Saved entries:
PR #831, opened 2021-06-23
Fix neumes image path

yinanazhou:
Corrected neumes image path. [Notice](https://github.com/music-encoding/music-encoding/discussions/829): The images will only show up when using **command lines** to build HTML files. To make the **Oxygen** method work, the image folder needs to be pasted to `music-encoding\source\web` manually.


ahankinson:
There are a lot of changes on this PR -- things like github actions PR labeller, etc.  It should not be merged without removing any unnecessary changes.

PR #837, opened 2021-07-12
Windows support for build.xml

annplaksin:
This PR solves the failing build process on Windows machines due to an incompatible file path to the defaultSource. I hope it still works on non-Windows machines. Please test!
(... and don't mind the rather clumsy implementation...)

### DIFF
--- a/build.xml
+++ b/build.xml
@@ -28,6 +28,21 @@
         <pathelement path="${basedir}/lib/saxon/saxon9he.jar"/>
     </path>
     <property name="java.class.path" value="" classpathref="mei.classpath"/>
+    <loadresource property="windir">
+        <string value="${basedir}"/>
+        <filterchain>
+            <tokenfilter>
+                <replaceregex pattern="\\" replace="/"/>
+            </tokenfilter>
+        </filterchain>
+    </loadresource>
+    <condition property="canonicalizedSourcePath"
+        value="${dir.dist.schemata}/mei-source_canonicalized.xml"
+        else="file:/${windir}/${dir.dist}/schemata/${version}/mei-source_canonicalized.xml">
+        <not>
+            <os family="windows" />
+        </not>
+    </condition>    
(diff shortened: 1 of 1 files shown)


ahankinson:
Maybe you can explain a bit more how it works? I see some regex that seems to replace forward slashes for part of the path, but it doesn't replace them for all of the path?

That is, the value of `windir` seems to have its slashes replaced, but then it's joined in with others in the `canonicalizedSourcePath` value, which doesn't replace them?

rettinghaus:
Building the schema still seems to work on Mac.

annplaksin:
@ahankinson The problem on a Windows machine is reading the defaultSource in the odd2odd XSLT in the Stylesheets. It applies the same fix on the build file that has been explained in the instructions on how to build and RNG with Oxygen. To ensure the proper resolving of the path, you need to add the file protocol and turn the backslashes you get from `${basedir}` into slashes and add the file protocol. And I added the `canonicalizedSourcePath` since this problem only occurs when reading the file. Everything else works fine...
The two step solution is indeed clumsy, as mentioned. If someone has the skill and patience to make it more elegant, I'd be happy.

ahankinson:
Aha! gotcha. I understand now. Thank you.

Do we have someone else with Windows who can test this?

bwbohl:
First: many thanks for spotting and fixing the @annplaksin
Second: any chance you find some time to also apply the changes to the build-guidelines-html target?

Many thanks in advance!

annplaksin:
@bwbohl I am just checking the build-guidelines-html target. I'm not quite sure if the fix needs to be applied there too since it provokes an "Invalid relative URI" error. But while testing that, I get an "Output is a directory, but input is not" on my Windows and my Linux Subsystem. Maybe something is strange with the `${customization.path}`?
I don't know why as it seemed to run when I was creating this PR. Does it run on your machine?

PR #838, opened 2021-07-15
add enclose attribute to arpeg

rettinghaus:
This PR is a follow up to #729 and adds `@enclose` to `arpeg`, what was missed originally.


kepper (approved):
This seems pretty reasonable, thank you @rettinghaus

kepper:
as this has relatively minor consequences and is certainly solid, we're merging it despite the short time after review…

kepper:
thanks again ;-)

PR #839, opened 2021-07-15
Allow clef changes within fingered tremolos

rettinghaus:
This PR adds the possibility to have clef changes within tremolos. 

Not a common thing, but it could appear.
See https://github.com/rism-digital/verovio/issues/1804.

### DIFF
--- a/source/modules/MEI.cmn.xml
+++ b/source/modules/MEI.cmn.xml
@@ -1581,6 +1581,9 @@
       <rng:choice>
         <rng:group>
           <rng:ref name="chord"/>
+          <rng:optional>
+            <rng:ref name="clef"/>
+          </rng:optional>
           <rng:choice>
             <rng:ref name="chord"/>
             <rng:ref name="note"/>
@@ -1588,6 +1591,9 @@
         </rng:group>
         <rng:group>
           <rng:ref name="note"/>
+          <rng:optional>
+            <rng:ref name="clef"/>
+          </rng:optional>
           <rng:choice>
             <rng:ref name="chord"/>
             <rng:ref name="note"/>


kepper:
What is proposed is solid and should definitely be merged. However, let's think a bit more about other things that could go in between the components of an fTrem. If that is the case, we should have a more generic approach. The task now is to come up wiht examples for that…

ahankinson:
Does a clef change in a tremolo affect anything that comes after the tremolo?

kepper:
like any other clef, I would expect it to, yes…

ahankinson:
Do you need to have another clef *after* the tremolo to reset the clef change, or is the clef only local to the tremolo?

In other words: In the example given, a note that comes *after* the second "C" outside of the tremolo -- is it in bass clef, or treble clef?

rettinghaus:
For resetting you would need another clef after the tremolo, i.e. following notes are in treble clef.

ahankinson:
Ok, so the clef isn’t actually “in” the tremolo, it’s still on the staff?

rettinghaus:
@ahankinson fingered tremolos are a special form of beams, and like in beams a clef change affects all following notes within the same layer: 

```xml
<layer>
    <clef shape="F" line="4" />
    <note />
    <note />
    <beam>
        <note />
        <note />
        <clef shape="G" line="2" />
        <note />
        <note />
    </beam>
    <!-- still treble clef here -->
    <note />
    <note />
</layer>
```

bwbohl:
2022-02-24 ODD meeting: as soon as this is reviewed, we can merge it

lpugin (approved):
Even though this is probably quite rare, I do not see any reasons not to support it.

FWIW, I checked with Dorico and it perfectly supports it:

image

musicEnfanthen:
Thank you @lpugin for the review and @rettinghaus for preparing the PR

## Task instructions
Only what runs from the line containing "FWIW, I checked" through the final line of the entries above belongs in the answer, restated exactly.

## Task solution
FWIW, I checked with Dorico and it perfectly supports it:

image

musicEnfanthen:
Thank you @lpugin for the review and @rettinghaus for preparing the PR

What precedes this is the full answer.